Clinical examination
Body weight and height were measured by standard devices.
The physical performance score was calculated according to the
Short Physical Performance Battery (SPPB) as described
previously.(18,19) It takes into account ability and time necessary
to perform four tests (standing up five times from a chair,
assessment of standing balance, 10-step tandem walk forward,
and 10-step tandem walk backward). The global score was
calculated by adding up the four tests: 0 (unable to accomplish
tests) to 16 (all tests accomplished perfectly).
Assessement of aortic calcification score (ACS)
Aortic calcifications were assessed by a semiquantitative method
on lateral radiographs of the lumbar spine.(20) Calcific deposits in
the abdominal aorta adjacent to the first four lumbar vertebrae
were assessed using the 24-point severity scale (ACS) for the
posterior and anterior walls of the aorta using the midpoint of
the intervertebral space above and below the vertebrae as
boundaries. ACS was dichotomized (ACS > 6 versus 0 to 6)
because this threshold was associated with lower BMD and a
higher risk of fracture.(8)
1448 Journal of Bone and Mineral Research
Statistical methods
Analyses were performed using SAS 8.2 software (Cary, NC, USA).
Bivariate comparisons between men who did or did not have
MetS were performed using a t test for variables with Gaussian
distribution, Mann-Whitney’s test for variables with skewed
distribution, and the chi-square test for dichotomous variables.
Comparisons of the qualitative variables were adjusted for age
by the Cochran-Mantel-Haenszel test. Analysis of covariance was
used to assess differences of continuous variables between men
who did or did not have MetS or its components below or above
the threshold from the definition of MetS. Skewed variables were
log-transformed, and the analyses were adjusted for seasonal
variability when appropriate. We used the logistic regression to
calculate odds ratios (ORs) and 95% confidence intervals (95%
CIs) for the association between risk of fracture and presence of
MetS or its components. We did not use Cox’s model for the
nonspine fractures because the proportional-hazard assumption
was not met. Since polytomous logistic regression revealed a
similar trend for spine and nonspine fractures, we analyzed them
jointly. For the analysis of covariance and logistic regression, we
used backward selection to identify potential confounders. In the
models assessing the prediction of fractures, we used whole-
body BMD, which had the strongest association with the
outcome in the models without MetS, in those including MetS
and in those including MetS components. Variables were
retained in the final model if the p value was less than .15 or
if they changed the OR by more than .05. They are specified in
the notes of each table. Various prevalence rates of components
of MetS could influence the results. Thus we repeated the
analyses in randomly selected groups of 95 men with the
investigated component (lowest prevalence in men with MetS)

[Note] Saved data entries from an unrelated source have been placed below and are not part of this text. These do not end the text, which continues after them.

Issue #1784, opened 2015-12-03
Comments: 409 Conflict and HTML response when posting a duplicate comment


sdellow:
If a duplicate comment gets posted via the API you get an error like this:

    <!DOCTYPE html>
	
	<html xmlns="http://www.w3.org/1999/xhtml" lang="en-GB">
	<head>
	    <meta http-equiv="Content-Type" content="text/html; charset=utf-8" />
	    <meta name="viewport" content="width=device-width">
	        <title>WordPress &rsaquo; Error</title>
	        <style type="text/css">
		html {
			background: #f1f1f1;
		}
		body {
			background: #fff;
			color: #444;
			font-family: "Open Sans", sans-serif;
			margin: 2em auto;
			padding: 1em 2em;
			max-width: 700px;
			-webkit-box-shadow: 0 1px 3px rgba(0,0,0,0.13);
			box-shadow: 0 1px 3px rgba(0,0,0,0.13);
		}
		h1 {
			border-bottom: 1px solid #dadada;
			clear: both;
			color: #666;
			font: 24px "Open Sans", sans-serif;
			margin: 30px 0 0 0;
			padding: 0;
			padding-bottom: 7px;
		}
		#error-page {
			margin-top: 50px;
		}
		#error-page p {
			font-size: 14px;
			line-height: 1.5;
			margin: 25px 0 20px;
		}
		#error-page code {
			font-family: Consolas, Monaco, monospace;
		}
		ul li {
			margin-bottom: 10px;
			font-size: 14px ;
		}
		a {
			color: #21759B;
			text-decoration: none;
		}
		a:hover {
			color: #D54E21;
		}
		.button {
			background: #f7f7f7;
			border: 1px solid #cccccc;
			color: #555;
			display: inline-block;
			text-decoration: none;
			font-size: 13px;
			line-height: 26px;
			height: 28px;
			margin: 0;
			padding: 0 10px 1px;
			cursor: pointer;
			-webkit-border-radius: 3px;
			-webkit-appearance: none;
			border-radius: 3px;
			white-space: nowrap;
			-webkit-box-sizing: border-box;
			-moz-box-sizing:    border-box;
			box-sizing:         border-box;

			-webkit-box-shadow: inset 0 1px 0 #fff, 0 1px 0 rgba(0,0,0,.08);
			box-shadow: inset 0 1px 0 #fff, 0 1px 0 rgba(0,0,0,.08);
		 	vertical-align: top;
		}

		.button.button-large {
[...]

Issue #1660, opened 2015-10-20
Consecutive `POST /comments` get 200 instead of 201 in a period of time.


southp:
## Environment
WordPress: 4.3.1
WP REST API: 2.0-beta 4
Machine: [Chassis](https://github.com/Chassis/Chassis) with VirtualBox 4.3.28 as its VM backend

## How To
Here is the snippet of the shell script I used to experiment. It uses [httpie](httpie.org). Simply replace the url and the post id should do the trick:

```
#!/bin/sh
date_str=`date`
http POST http://<site-url>/wp-json/wp/v2/comments author_name='Shell' \
    author_email='shell@xd.cc' \
    author_url='http://goog.le' \
    content="from shell $date_str" \
    post=<pid> \
    parent=0
```
In my case:

1. Run the script the first time. It should return `201`, and the anonymous comment is created successfully.
1. Run the script again. It returned 200 without response body.
1. Wait for a period of time ( about 30sec ~ 1 min. ). Now you should return to the step 1.

Toddses:
This is probably default WordPress behavior. Anonymous comments in WordPress are limited to one every X seconds. I think the default is 15 seconds.

danielbachhuber:
Core calls `wp_die()` for this check ([ref](https://core.trac.wordpress.org/browser/tags/4.3/src/wp-includes/comment.php#L1501)), so we'll need to address it when we decide how to handle `wp_die()` #790

For now, I'll add a skipped test #1662

rmccue:
Per https://github.com/WP-API/WP-API/issues/790#issuecomment-73872576 can we avoid this function ever getting called? We should be able to run the `comment_flood_filter` filter ourselves before `wp_allow_comment` (which eventually triggers the action) is run.

danielbachhuber:
> can we avoid this function ever getting called?

Avoid calling `check_comment_flood_db()` entirely? I should think we need to persist that behavior.

websupporter:
We could utilize `wp_allow_comment()` in `create_item_permissions_check()`, if the risk of running into `wp_die()` wouldn't be there. Since 4.4 we have `wp_handle_comment_submission()` which handles the exit process in `wp-comments-post.php`. So, if we could transform `wp_die()` for flood and duplicate comments into an WP Error object, which travels all the way to `wp-comments-post.php`, this would be the step to go, right?

I've tried to get this started here: https://core.trac.wordpress.org/ticket/36901

rachelbaker:
[...]

PR #2417, opened 2016-04-03
#790 wp die handler

### LINKED ISSUE #790: Add special handling for wp_die
We need to add a `wp_die_handler` filter so we can return a response when WordPress evokes `wp_die`.

Reference link to how Jetpack handles this: https://github.com/Automattic/jetpack/blob/a8f890c21db29f0d4ec22734fbb19b74cfa45bb1/class.json-api.php#L554

BE-Webdesign:
Fixes #790, #1660, #1784.  Adds a wp_die() handler for the WP REST API.  Not sure if this is the best implementation.  Would love some feedback and will probably mull over it a bit before it is ready for merge.


BE-Webdesign:
Need to check update handler for duplicate comments as well so a comment can't be edited to a duplicate.  Also there was a skipped test that I did not unskip.

BE-Webdesign:
Just need an O.K. on the implementation.  Not sure if I am sold on it entirely myself though.

danielbachhuber:
> Just need an O.K. on the implementation.

I think the prior consensus was that we needed to abstract away the use of `wp_die()` in core for the functions we care about. If you wanted to prepare patches for those instances, we might be able to get them in 4.6-early

BE-Webdesign:
Okay, I can't do anything today but can probably whip something up tomorrow.  Is there already a trac ticket?

danielbachhuber:
> Is there already a trac ticket?

I don't know, actually. Probably worth discussing at Monday's meeting.

BE-Webdesign:
Closing out as this was decided to be handled in a core patch of comments.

and of 371 men without the investigated component (lowest
prevalence of the absence of a component in men without
MetS). Criteria of selection were defined to obtain groups
comparable with the original groups. Then we applied the same
multivariate models as for the main analyses.
Results
Bivariate comparisons
MetS was present 23.4% of the cohort (Fig. 1). These men were
heavier, more sedentary, slightly older, and taller (Table 1). They
drank more alcohol, had poorer physical performance, and
reported more falls, but not fractures. Difference in the falls and
SZULC ET AL.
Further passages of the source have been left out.